» **About this exercise**
From the records below, print exactly the lines starting at the one containing "4. See error and item disappearing" and ending at the one containing "Fixed so that transfering", ends included, and nothing else.

» **Extracted entries**
++++++
PR #201, opened 2022-03-02
Remove buggy generator expressions for tpls include directories

bartgol:
## Motivation

There were a few issues with these include directories:
    
 - The external packages are already handling build/install interfaces
 - The main goal was to add include dirs as SYSTEM, but since the directories were already added, and SYSTEM dirs are *always* parsed after normal ones, the feature was not achieving its goal.
 - Some (relative) include dirs were swapped (e.g., yaml-cpp/include rather than include/yaml-cpp).
 

## E3SM Stakeholder Feedback

The bug was spotted when linking CLDERA to e3sm. E3SM's cmake build system reported errors of the form
```
CMake Error in cmake/atm/CMakeLists.txt:
  Imported target "cldera-profiling" includes non-existent path

    "/ascldap/users/lbertag/workdir/cldera/cldera-install/gcc/debug/branch/yaml-cpp/include"

  in its INTERFACE_INCLUDE_DIRECTORIES.  Possible reasons include:

  * The path was deleted, renamed, or moved to another location.

  * An install or uninstall procedure did not complete successfully.

  * The installation package was faulty and references files it does not
  provide.

```

## Testing

I verified that this branch works correctly when EKAT is installed and linked to another app.

### DIFF
--- a/cmake/EkatConfig.cmake.in
+++ b/cmake/EkatConfig.cmake.in
@@ -8,4 +8,7 @@ find_dependency(yaml-cpp PATHS @CMAKE_INSTALL_PREFIX@)
 find_dependency(Kokkos PATHS @CMAKE_INSTALL_PREFIX@)
 find_dependency(spdlog PATHS @CMAKE_INSTALL_PREFIX@)
 
+# MPI is also a dependency, linked by ekat's main lib
+find_dependency(MPI)
+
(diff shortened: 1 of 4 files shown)


jeff-cohere (approved):
Net-negative PRs are pretty great!

bartgol:
If #200 is merged first, not only this PR will be net-negative; it would be absolute-negative. :)

PR #1667, opened 2026-02-17
[V14] Effect Stacking

WBHarry:
Added stacking functionality for effects that is enabled in the ActionEffect config. Effects can reference `@stacks` as a value for use in their `changes`.
image
image

**Display**
The stack value is shown if stacking is enabled, and if the current stacks are more than 1.
The value is shown in the top-right EffectsDisplay, and on the effect icon on the canvas token.
image

**Effect Creation**
My thinking is that when an active effect is attempted to be applied to an actor:
- If the effect does **not** already exist on the actor, it is applied. (Checked via `effect.origin`)
- If the effect is not set up to stack and it already exists, then it's not applied and creation is aborted.
- If the effect is set up to stack and it already exists, then we increase the stack count of the existing effect and abort creating a new one.

### DIFF
--- a/module/documents/actor.mjs
+++ b/module/documents/actor.mjs
@@ -122,6 +122,14 @@ export default class DhpActor extends Actor {
         }
     }
 
+    _onUpdateDescendantDocuments(parent, collection, documents, changes, options, userId) {
+        if (collection === 'effects') {
+            ui.effectsDisplay.render();
+        }
+
+        super._onUpdateDescendantDocuments(parent, collection, documents, changes, options, userId);
+    }
+
     async updateLevel(newLevel) {
         if (!['character', 'companion'].includes(this.type) || newLevel === this.system.levelData.level.changed) return;
 


WBHarry:
Added stacking on the following Compendium Items:
**No Mercy** (Warrior Feature)
**Rogue's Dodge** (Rogue Feature)
**Rage Up** (Blade Domain Card)
**Corrosive Projectile** (Sage Domain Card)

Ikraik:
Styling felt weird on stacking where the container was uneven at times. maybe no padding on top left for the number container? Might need molilo's input but it could be a personal preference situation for me.

CarlosFdez:
Few problems off the bat:

- Deleting when stacking to 0 might be unsafe. Depending on where the effect came from, it might be good to disable when hitting 0 instead, treating enabling as "setting to 1". Perhaps its possible to distinguish between temporary effects and stuff tied to domain cards and such?
- Effects do not rerender on actor and actor item update. Doing so might also remove the need for all the render calls.

WBHarry:
Hm, yeah. Agreed that we should not be deleting non-temporary effects when going to 0 stacks. 
There -is- a case for not doing it on temporary either - but in that case it'll get very annoying to actually get rid of the effect, since the most common usecase will probably be that 0 stacks means that it's over with.

WBHarry:
Ah, right. Actually, both the Effects Display and the canvas token effects do not show permanent effects to begin with, so it's a non issue.
It'd be meaningless after all to show a permanent icon on token/effectDisplay for something you -always- have.

CarlosFdez:
Ah, if it doesn't show non-temporary, then its fine. Then its just the update issue. Adding something to the actor's _onUpdateDescendantDocuments() (and checking that the collection is active effects and its the actor being viewed) might do it?

module/documents/activeEffect.mjs
```diff
@@ -108,6 +108,20 @@ export default class DhActiveEffect extends foundry.documents.ActiveEffect {
             update.img = 'icons/magic/life/heart-cross-blue.webp';
         }
 
+        const existingEffect = this.actor.effects.find(x => x.origin === data.origin);
```
CarlosFdez, line 111: What happens if two different effects have the same origin? Shouldn't this test a bit more? Or am I misunderstanding origin?

module/documents/activeEffect.mjs
```diff
@@ -108,6 +108,20 @@ export default class DhActiveEffect extends foundry.documents.ActiveEffect {
...
+        const stacks = data.system?.stacking?.enabled;
+        if (existingEffect && !stacks) return false;
+
+        if (existingEffect && stacks) {
+            const incrementedValue = existingEffect.system.stacking.value + 1;
+            await existingEffect.update({
+                'system.stacking.value': existingEffect.system.stacking.max
+                    ? Math.min(incrementedValue, existingEffect.system.stacking.max)
+                    : incrementedValue
+            });
```
CarlosFdez, line 119:
```suggestion
            await existingEffect.update({
                'system.stacking.value': Math.min(incrementedValue, existingEffect.system.stacking.max ?? Infinity)
            });
```

module/documents/activeEffect.mjs
WBHarry: Origin would be the original effect. IE, you have the warriors No Mercy feature in the SRD Compendium, when trying to apply your No Mercy a second time, it would say that `existingEffect=true` because there exists an effect on the actor with the same origin (`compendium.<id>.Item.<Id>.<something.something>`).

I don't think that check in particular can go wrong - but I guess we should maybe do some other check aswell to try and establish equality if the origin is missing 🤔

module/documents/activeEffect.mjs
```diff
@@ -184,10 +198,17 @@ export default class DhActiveEffect extends foundry.documents.ActiveEffect {
             } catch (_) {}
         }
 
-        const evalValue = this.effectSafeEval(itemAbleRollParse(key, parseModel, effect.parent));
+        const evalValue = this.effectSafeEval(this.effectRollParse(key, parseModel, effect.parent, effect));
         return evalValue ?? key;
     }
 
+    static effectRollParse(value, actor, item, effect) {
```
CarlosFdez: Maybe we can do without? This looks simple enough to keep in getChangeValue().

module/data/activeEffect/baseEffect.mjs
```diff
@@ -80,6 +80,17 @@ export default class BaseEffect extends foundry.data.ActiveEffectTypeDataModel {
                     initial: CONFIG.DH.GENERAL.range.melee.id,
                     label: 'DAGGERHEART.GENERAL.range'
                 })
+            }),
+            stacking: new fields.SchemaField({
```
CarlosFdez: this is a bit of a deviation and may be tricky, but if this field was nullable and omitted enabled, how much trickier would all of this be to implement?

WBHarry: Hm...probably not much. I can give it a shot.
It would read a bit cleaner to see that `stacking = undefined` in the data object rather than being there and being enabled=false. Enabled false does somewhat imply that it might get enabled later, which isn't the intention.

module/documents/activeEffect.mjs
CarlosFdez: Ah, I assumed origin was the item or actor it came from, rather than some sort of source id. Alrighty then!

module/documents/activeEffect.mjs
WBHarry: :+1:

module/data/activeEffect/baseEffect.mjs
WBHarry: I changed it around to that. Works :+1:

WBHarry:
> Ah, if it doesn't show non-temporary, then its fine. Then its just the update issue. Adding something to the actor's _onUpdateDescendantDocuments() (and checking that the collection is active effects and its the actor being viewed) might do it?

Worked like a charm.
```js
_onUpdateDescendantDocuments(parent, collection, documents, changes, options, userId) {
    if (collection === 'effects') {
        ui.effectsDisplay.render();
    }

    super._onUpdateDescendantDocuments(parent, collection, documents, changes, options, userId);
}
```

PR #1674, opened 2026-02-21
Conditional Effects

WBHarry:
image


WBHarry:
It's currently added to:
**Adrenaline** (Rogue Subclass Feature)
**Rise To The Challenge** (Warrior Subclass feature)
**Conjure Shield** (Wizard Subclass Feature)
**On The Brink** (Bone Domain Card)

Ikraik:
hmm I'm gonna test if Bard Rally can be unified into a single feature now with CAE. Will let you know if I faced any difficulty

WBHarry:
CAE isn't really related to that. It's for turning on/off an effect on an actor.

The thing with Bard Rally is that we currently have two effects because the math on the `changes` part of the Effect hasn't been possible to reconsile into a single one. CAE doesn't help with that.

Ikraik:
image

Something to resolve?

Ikraik:
image

Dunno why but the styling is off.. plus on status do we plan to modify that to reflect any custom statuses? Or is that gonna be on per module basis?

WBHarry:
> Something to resolve?

Yup, fixed. :+1:

WBHarry:
> Dunno why but the styling is off.. plus on status do we plan to modify that to reflect any custom statuses? Or is that gonna be on per module basis?

Improved the styling
image

Regarding custom statuses, that should work without a hitch. We're just making use of foundry's condition list. Adding custom stuff is done to that, so we'll automatically have it.

Ikraik:
image

Not sure why but the toggle should push flexible and paired to active effects if im not wrong, or did we change the logic somehow?

CarlosFdez:
I think the way the hiding and showing of elements is done is going to cause us trouble in the future. I have two ideas we can try:

- Set some data elements on the conditional-container, that controls the visibility of sub-elements. Add a new css class (conditional-conditional-field is a mouthfull, maybe something else?) on the elements to default to hidden unless certain things are set.
- Create a partial for the conditional, and re-render and replace the segment after any change.

Ikraik:
Conflicts to be resolved.

Issue #1631, opened 2026-02-03
[Bug] Hover distance


roguedevjake:
Token distance on hover doesn't include the height of the token. e.g. a token next to another but 200ft. in the air will read as "melee"

PR #1675, opened 2026-02-22
[Fix] Support elevation in token distance hovering and fix error when overlapping

CarlosFdez:
Closes https://github.com/Foundryborne/daggerheart/issues/1631 and https://github.com/Foundryborne/daggerheart/issues/1679. This uses the configured grid setting.

This assumes that the token height is the greater of the width distance and height distance. In v14 I believe this will be an actual setting on the token.

### DIFF
--- a/daggerheart.mjs
+++ b/daggerheart.mjs
@@ -420,10 +420,7 @@ const updateActorsRangeDependentEffects = async token => {
             // Get required distance and special case 5 feet to test adjacency
             const required = rangeMeasurement[range];
             const reverse = type === CONFIG.DH.GENERAL.rangeInclusion.outsideRange.id;
-            const inRange =
-                required === 5
-                    ? userTarget.isAdjacentWith(token.object)
-                    : userTarget.distanceTo(token.object) <= required;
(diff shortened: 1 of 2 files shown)


WBHarry:
Awesum that the calculation takes the adversary height into consideration. Yeah, v14 has height consideraiton in core itself.

Non-technically speaking, the height distance seems off by 5 for most core measurement settings. 
`equidistant` and `approximate` both show the distance as `melee` when adjacent to another token that is 10 feet in the air, which doesn't seem right. Running it as `alternating` makes the distance show as `Very Close`.
image

I believe you were talking about the specificities of this in Discord, but yeah I don't feel great about the default foundry setting leading to an unexpected result 🤔

WBHarry:
Or I suppose this happens because the token on the ground has a height of 5 which means they are in reality just 5 diagional:ish feet apart from top to bottom between tokens so to speak. So probably a feature rather than an issue 🙃

CarlosFdez:
This PR now fixes three different things but they all stem from the same function so I can't really split them.

PR #1677, opened 2026-02-22
[Fix] 1671 - Compendium Context Menues

### LINKED ISSUE #1671: [Bug] Items in compendiums cannot have their Actions/Effects deleted
**Describe the bug**
While editing an item in a compendium, added Actions / Effects cannot be deleted from the item.

The “Delete” option is missing entirely along with “Use Item” / “En-/Disable Effect”.

**To Reproduce**
1. Create an item in a compendium (the screenshots show a feature, but it is a general issue)
2. Add an Action
3. Right click or use the kebab menu
4. Observe no “Delete” option
5. Add an Effect
6. Right click or use the kebab menu
7. Observe no “Delete” option

**Expected behavior**
I would expect full features on the item sheet in compendiums, including the option to delete Actions and Effects.

**Screenshots**
Compendium:

Image

Image

World sidebar:

Image

Image

WBHarry:
Fixes #1671 
Since context menu `condition` deciding wether to show a contextmenu option is `sync`, it cannot accurately decide whether to show certain context menu options based on `fromUUIDSync`.

I added two `data-` properties to the DOM that can be checked on instead to give the accurate options.

### DIFF
--- a/module/applications/sheets/api/application-mixin.mjs
+++ b/module/applications/sheets/api/application-mixin.mjs
@@ -433,7 +433,7 @@ export default function DHApplicationMixin(Base) {
                     icon: 'fa-solid fa-lightbulb',
                     condition: element => {
                         const target = element.closest('[data-item-uuid]');
-                        return !target.dataset.disabled && target.dataset.subType !== 'beastform';
+                        return !target.dataset.disabled && target.dataset.itemType !== 'beastform';
                     },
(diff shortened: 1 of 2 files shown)


CarlosFdez (approved):
Looks good to me, though data-item-type instead of data-sub-type might be more clear to a reader maybe if you wanna try that? If you disagree though keep what you have.

WBHarry:
No, I think that's better. Changed it :+1:

PR #1678, opened 2026-02-22
[Fix] 1676 - Horde Damage Fix

### LINKED ISSUE #1676: [Bug] Tangle Bramble Swarm Crush Action has wrong damage formula
The Crush action should deal 2d6+8 damage, not 1d6 damage. EDIT: Issue seems to specifically affect tokens of Tangle Bramble Swarms that were spawned using the Tangle Bramble (minion) reaction "Drain and Multiply".

Image

Ver. 1.7.1

WBHarry:
Fixes #1676
Fixed so that horde damage reduction is only applied to the standard attack.
Went ahead and added a boolean flag on Adversary standard attacks used for this. It's probably useful in other situations aswell to distinguish it from any other attacks.

### DIFF
--- a/module/data/actor/adversary.mjs
+++ b/module/data/actor/adversary.mjs
@@ -86,8 +86,7 @@ export default class DhpAdversary extends DhCreature {
                         amount: 1
                     },
                     roll: {
-                        type: 'attack',
-                        isStandardAttack: true
+                        type: 'attack'
                     },
                     damage: {
                         parts: [


CarlosFdez:
is there any reason the boolean can't be added in data preparation? That might be safer overall.

WBHarry:
Hm...yeah, true. It's not something that should ever be edited or changed, so it's reasonable to just prepare it as true on the standard attacks.

PR #1685, opened 2026-02-25
[Feature] Damage Iterrable Rework

WBHarry:


Ikraik:
This is for v.1.7.3 feature release right?

WBHarry:
Well, it's for whenever it gets in, really. 🙃

CarlosFdez:
Let me look at this more carefully soon, I've been busy but I can prioritize this.

module/data/fields/action/damageField.mjs
```diff
@@ -286,6 +287,7 @@ export class DHDamageData extends DHResourceData {
         return {
             ...super.defineSchema(),
             base: new fields.BooleanField({ initial: false, readonly: true, label: 'Base' }),
+            // direct: new fields.BooleanField({ initial: false, label: 'DAGGERHEART.CONFIG.DamageType.direct.name' }),
```
CarlosFdez:
```suggestion
```

Looks like you considered flattening the structure one level, though I guess if you've abandoned that might as well remove the leftovers.

WBHarry: Removed :+1:

WBHarry:
I can't seem to solve the issue of `foundry.utils.isEmpty` not recognising `IterableObject` as an object. Tried a bunch of assigning and methods, but wouldn't work out.

I can solve it by adding a getter/function `isEmpty` to IterableObject and using that instead, but it won't have Foundry generally recognising `IterableObject` as an object for any other potential purposes. This may not be an issue though 🤷 

---

If you want to look at it, a good example to work of is `Demon Of Jealousy` and it's `What's Yours Is Mine` feature. Using the attack action there will fail to make the roll message with targets and everything because `baseAction.hasDamage` uses `foundry.utils.isEmpty`

PR #1691, opened 2026-02-28
[Fix] 1687 - Item Transfer Without Permissions

### LINKED ISSUE #1687: [Bug] Party actor items disappearing
**Describe the bug**
If you set the party actor permissions for players as "Observer" and they try to move an item from their sheet to the Party Actor sheet, they get an error about permissions but the item is lost and disappears. 

**To Reproduce**
1. Create a party actor and put a character in there
2. Make the party actor ownership permissions as observer
3. Try, as the character, to move an item to the party actor
4. See error and item disappearing

**Expected behavior**
Items should not disappear.

**Setup Information:**
 - OS: Windows
 - Browser Firefox
 - Foundry Version v13 b351
- System Version  v.1.7.2

WBHarry:
Fixes #1687 
Fixed so that transfering items completly aborts if lacking permissions. 

We could potentially make this work via socket delegating to any active GM if we -do- want to allow players to always toss on items even if they only have observer permission - but I don't think that's a good idea.

### DIFF
--- a/module/applications/sheets/api/base-actor.mjs
+++ b/module/applications/sheets/api/base-actor.mjs
@@ -294,13 +294,14 @@ export default class DHBaseActorSheet extends DHApplicationMixin(ActorSheetV2) {
 
         /* Handling transfer of inventoryItems */
         if (item.system.metadata.isInventoryItem) {
-            if (!this.document.testUserPermission(game.user, 'OWNER', { exact: true }))
+            if (!this.document.testUserPermission(game.user, 'OWNER', { exact: true })) {
                 return ui.notifications.error(
                     game.i18n.format('DAGGERHEART.UI.Notifications.lackingItemTransferPermission', {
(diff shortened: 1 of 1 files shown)


CarlosFdez:
Delegate to the GM is how the party actor and shops works in pf2e tho. But we decided that party should be owned by players and we don't have a shop actor.

CarlosFdez (approved):
Code looks fine to me. Personally I would prefer multi-line if statements to use curly braces, but that's not part of an established style guide.

It looks like you also moved deleting to happen after creation, and I don't see any issues that would arise from that. Perhaps it might even prevent some.

WBHarry:
I agree it's neater with brackets, changed it. Not sure why, but I've been using more non-bracket ifs lately.

I think if we want to look at more GM delegation, we can do that as a separate task at some point, as I imagine there may be quite a few places in that case.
++++++
» **Your response**
4. See error and item disappearing

**Expected behavior**
Items should not disappear.

**Setup Information:**
 - OS: Windows
 - Browser Firefox
 - Foundry Version v13 b351
- System Version  v.1.7.2

WBHarry:
Fixes #1687 
Fixed so that transfering items completly aborts if lacking permissions. 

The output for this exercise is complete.